3.5 MPEG audio layer 3 (MP3)
In connection with frequency masking, we said that the masked sound B in Figure 3.5 did not need to be encoded. You might wonder how sounds can be selectively encoded if others are present at the same time. The answer is by splitting the audio band into sub-bands which are encoded separately. If a masked sound occupies a different sub-band from a masking sound, one can be ignored and the other encoded.
Figure 3.7 shows the elements of the creation of an MP3 audio file. The source input is generally assumed to be an audio data stream from either a CD (fs = 44.1 kHz) or studio-recorded material (fs = 48 kHz). The signal is filtered into 32 critical frequency sub-bands that are designed to reflect the way the ear perceives sounds.
The 32 critical sub-bands are sampled separately, yet this does not increase the total number of samples beyond what would be required if the audio band were not split into sub-bands. Sub-bands typically have a width of 750 Hz, for which the sampling theorem requires a minimum sampling rate of 2 × 0.75 kHz = 1.5 kHz. Therefore, across the 32 sub-bands, the minimum number of samples per second must be 32 × (1.5 × 103) or 48 × 103. This is exactly the same as for a single band with a total bandwidth of 32 × 0.75 kHz = 24 kHz, for which the sampling theorem requires the minimum sampling rate to be 48 kHz.
Once the source signal has been split into critical sub-bands, the next step is to determine the amount of masking in each sub-band and its effect on adjacent bands – the so-called mask-to-noise ratio (MNR). This makes extensive use of the two psychoacoustic masking effects of the ear discussed above to govern the appropriate quantisation levels to be used in each different frequency sub-band. Collectively these define the masking threshold, which determines which frequencies will and will not be coded.
If the signal level in a sub-band is below the masking threshold, it is not encoded; if it is above the threshold, it will be coded using variable bit-rate coding (VBR). In VBR, the number of bits allocated to represent each frequency component is based upon the level of quantisation noise. In digital audio, the S/N ratio is approximately equivalent to ~6 dB bit−1 so the more bits allocated the higher the S/N ratio.

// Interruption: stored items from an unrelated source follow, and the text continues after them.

PR #413, opened 2018-04-03
tcti: Generalize the key / value parsing from the conf string.

flihp:
This commit moves the basics of parsing a string of key / value pairs of
the form "key0=value0,key1=value1,..." from the TCTI module to the util
module. This is the part that parses on "=" and ",". To make this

As an example, Table 3.1 shows the output levels of the first 12 critical sub-bands at a specific instant for an MP3 encoder. The output levels indicate the extent to which the level in any particular sub-band exceeds the threshold of hearing in that sub-band. If the output level were 0 in any sub-band, encoding would not be required in that sub-and because the output level would be on the threshold of audibility.
Sub-band 4 has a high output level of 58 dB. Suppose this produces an effective masking threshold of 16 dB to sub-band 5. As 16 dB exceeds sub-band 5’s output level of 12 dB, sub-band 5 does not need to be encoded in the time period covered by these output levels.
Activity 3.3 Self assessment
Suppose sub-band 4 produces an effective masking threshold of 20 dB to sub-band 3. Does sub-band 3 need to be encoded?
The output level of sub-band 3 is 42 dB, which is above the masking threshold of 20 dB provided by sub-band 4, so this sub-band needs to be encoded.